[Extracted records]
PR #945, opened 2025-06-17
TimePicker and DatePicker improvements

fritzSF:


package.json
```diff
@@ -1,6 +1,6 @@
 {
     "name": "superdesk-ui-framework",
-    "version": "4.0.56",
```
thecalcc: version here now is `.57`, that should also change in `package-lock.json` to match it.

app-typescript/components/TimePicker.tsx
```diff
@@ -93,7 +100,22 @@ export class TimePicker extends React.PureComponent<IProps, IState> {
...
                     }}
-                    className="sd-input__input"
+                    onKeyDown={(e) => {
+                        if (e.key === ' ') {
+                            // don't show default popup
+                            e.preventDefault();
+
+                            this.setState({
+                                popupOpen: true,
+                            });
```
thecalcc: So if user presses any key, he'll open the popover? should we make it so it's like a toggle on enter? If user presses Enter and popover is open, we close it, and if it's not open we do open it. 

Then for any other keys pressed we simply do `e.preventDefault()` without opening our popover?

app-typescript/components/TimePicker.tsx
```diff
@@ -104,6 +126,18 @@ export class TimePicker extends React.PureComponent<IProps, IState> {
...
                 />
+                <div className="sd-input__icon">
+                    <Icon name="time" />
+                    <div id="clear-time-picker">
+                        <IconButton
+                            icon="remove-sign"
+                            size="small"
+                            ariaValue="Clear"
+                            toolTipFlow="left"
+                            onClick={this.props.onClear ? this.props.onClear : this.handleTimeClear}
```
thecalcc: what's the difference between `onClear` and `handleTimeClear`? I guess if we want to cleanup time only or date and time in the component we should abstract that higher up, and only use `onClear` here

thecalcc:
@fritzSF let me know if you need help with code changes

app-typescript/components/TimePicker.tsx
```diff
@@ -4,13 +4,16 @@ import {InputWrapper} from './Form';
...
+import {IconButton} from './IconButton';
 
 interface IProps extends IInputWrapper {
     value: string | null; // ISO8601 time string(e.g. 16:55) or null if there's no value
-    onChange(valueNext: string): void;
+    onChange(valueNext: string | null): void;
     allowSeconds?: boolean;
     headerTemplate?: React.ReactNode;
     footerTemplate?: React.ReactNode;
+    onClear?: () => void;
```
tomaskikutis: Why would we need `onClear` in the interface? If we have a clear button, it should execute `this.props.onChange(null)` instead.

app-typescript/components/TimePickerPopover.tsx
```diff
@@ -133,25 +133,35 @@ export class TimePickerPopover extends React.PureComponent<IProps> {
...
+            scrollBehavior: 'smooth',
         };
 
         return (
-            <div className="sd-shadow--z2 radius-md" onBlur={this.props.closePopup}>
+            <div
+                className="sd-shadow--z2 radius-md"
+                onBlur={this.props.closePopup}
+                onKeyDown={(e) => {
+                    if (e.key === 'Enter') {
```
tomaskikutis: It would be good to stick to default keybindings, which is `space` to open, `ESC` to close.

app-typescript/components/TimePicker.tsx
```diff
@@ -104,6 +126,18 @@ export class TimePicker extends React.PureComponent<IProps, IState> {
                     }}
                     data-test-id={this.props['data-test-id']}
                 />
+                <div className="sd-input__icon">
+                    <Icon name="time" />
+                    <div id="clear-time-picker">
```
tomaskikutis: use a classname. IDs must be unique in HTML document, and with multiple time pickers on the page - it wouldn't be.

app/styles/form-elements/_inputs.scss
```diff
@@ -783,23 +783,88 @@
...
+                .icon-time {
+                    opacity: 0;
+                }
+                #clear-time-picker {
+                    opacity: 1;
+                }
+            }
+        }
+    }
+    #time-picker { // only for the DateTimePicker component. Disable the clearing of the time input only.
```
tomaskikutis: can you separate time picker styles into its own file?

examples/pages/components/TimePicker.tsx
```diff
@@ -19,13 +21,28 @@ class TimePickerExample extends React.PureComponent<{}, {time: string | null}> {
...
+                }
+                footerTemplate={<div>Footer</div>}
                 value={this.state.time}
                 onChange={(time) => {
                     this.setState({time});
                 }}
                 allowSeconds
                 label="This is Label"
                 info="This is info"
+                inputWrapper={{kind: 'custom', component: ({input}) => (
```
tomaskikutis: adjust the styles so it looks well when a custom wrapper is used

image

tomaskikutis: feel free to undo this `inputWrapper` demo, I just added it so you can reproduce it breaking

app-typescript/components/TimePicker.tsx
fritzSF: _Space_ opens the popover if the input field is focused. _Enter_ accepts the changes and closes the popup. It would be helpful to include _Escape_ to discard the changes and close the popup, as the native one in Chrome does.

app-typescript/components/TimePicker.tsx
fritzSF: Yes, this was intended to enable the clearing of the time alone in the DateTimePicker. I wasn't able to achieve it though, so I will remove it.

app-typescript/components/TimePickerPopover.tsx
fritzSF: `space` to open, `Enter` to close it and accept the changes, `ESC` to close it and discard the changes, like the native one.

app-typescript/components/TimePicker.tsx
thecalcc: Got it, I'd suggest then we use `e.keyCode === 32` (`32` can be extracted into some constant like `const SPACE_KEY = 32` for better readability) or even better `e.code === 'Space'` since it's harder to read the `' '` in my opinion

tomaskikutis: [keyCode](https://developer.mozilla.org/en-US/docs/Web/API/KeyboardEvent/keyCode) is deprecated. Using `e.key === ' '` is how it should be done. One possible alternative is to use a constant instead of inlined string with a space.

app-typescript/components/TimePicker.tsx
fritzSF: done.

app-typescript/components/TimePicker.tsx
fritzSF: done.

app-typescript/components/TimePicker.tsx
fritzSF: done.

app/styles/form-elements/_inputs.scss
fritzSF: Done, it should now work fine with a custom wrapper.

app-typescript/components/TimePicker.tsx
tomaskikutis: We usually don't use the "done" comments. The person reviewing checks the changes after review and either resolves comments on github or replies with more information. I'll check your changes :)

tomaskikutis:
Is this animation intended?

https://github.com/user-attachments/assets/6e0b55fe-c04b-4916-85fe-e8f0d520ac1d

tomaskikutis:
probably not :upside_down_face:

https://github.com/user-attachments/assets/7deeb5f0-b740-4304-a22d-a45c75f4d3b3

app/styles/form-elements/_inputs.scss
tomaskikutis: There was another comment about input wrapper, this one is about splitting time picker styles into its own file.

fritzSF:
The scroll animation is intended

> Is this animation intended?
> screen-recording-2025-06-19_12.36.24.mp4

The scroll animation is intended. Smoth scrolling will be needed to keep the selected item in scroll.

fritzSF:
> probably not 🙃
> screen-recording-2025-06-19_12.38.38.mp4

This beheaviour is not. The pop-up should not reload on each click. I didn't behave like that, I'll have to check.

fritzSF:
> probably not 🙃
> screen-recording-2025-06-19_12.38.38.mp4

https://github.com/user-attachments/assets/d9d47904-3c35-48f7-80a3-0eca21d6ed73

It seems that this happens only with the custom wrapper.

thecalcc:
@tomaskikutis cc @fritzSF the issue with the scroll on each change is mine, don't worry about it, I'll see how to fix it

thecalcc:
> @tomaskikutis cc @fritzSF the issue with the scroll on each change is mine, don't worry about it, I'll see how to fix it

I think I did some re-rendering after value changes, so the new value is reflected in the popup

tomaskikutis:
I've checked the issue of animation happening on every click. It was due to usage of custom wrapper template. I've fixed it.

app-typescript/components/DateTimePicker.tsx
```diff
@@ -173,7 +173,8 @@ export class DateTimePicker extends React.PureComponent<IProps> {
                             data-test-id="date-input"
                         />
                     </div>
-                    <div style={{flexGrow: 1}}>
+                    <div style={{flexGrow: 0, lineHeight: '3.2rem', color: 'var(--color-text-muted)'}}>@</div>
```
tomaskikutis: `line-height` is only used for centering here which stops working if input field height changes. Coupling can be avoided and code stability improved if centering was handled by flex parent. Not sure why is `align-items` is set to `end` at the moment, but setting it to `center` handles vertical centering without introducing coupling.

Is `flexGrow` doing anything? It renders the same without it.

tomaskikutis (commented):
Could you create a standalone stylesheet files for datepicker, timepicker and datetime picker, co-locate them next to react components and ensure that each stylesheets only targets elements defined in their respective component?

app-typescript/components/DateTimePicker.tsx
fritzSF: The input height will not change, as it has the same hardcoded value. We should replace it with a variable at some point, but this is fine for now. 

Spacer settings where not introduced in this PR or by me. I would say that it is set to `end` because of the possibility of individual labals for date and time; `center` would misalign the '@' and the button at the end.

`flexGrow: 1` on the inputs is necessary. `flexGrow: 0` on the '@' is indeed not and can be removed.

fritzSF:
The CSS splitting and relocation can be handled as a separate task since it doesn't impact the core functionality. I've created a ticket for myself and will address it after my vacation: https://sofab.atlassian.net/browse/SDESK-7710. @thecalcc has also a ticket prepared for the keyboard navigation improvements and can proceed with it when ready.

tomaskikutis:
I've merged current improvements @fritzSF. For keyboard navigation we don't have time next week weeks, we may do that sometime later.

...

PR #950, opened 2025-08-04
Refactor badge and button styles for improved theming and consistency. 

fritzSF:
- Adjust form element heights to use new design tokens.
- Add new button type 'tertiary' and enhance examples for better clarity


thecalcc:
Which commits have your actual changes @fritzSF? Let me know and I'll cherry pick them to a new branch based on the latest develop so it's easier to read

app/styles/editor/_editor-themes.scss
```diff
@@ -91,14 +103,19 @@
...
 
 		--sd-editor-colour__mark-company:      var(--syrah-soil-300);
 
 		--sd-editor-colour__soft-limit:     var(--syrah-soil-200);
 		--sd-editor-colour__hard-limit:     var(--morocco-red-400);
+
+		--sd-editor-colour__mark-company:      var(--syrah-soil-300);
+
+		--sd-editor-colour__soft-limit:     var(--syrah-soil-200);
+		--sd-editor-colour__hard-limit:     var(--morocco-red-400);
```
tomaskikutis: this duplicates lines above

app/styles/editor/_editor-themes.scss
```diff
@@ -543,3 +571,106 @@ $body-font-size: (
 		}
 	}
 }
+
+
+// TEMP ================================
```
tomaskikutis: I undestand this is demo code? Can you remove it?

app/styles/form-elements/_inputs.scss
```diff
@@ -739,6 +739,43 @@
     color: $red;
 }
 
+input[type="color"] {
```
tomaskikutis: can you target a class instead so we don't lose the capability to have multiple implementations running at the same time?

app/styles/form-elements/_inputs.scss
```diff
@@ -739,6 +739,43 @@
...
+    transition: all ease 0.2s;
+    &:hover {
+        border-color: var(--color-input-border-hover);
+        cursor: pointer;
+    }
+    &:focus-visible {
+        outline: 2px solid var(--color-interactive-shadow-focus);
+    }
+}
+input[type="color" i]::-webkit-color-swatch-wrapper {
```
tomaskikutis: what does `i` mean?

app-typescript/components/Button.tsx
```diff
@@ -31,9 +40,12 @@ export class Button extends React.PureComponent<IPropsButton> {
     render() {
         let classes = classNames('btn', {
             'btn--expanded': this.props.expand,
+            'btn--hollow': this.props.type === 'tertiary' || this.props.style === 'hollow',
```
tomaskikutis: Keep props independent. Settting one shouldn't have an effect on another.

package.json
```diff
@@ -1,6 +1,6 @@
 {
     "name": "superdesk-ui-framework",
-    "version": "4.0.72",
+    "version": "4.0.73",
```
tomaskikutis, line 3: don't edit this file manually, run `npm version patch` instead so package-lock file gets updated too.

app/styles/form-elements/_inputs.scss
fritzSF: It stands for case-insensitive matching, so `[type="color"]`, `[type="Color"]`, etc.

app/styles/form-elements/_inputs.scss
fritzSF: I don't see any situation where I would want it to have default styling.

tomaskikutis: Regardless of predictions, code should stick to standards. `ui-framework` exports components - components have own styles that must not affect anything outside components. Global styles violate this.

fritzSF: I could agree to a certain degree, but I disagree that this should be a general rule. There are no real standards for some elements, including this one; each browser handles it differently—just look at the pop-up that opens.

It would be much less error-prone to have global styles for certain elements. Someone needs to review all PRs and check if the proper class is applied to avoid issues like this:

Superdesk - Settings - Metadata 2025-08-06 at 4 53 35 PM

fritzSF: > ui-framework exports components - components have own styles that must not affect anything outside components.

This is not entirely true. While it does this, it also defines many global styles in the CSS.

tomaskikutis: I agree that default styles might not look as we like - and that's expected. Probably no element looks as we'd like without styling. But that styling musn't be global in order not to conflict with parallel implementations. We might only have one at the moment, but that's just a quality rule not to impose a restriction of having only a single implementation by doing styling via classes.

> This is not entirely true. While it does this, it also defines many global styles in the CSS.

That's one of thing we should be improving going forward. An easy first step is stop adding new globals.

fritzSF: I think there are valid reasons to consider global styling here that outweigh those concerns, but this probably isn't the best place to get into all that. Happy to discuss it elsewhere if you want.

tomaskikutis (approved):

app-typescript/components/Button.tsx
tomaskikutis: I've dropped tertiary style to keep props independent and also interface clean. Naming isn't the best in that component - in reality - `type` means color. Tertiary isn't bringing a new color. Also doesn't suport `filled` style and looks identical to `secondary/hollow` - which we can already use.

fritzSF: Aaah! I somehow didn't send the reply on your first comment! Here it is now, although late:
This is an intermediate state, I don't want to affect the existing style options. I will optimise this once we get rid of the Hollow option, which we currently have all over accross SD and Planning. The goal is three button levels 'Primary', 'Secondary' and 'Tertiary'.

- **TASK DESCRIPTION**:
Tell how many lines of the data above hold the string "ReactNode". Give only the number.

- **THE ANSWER**:
2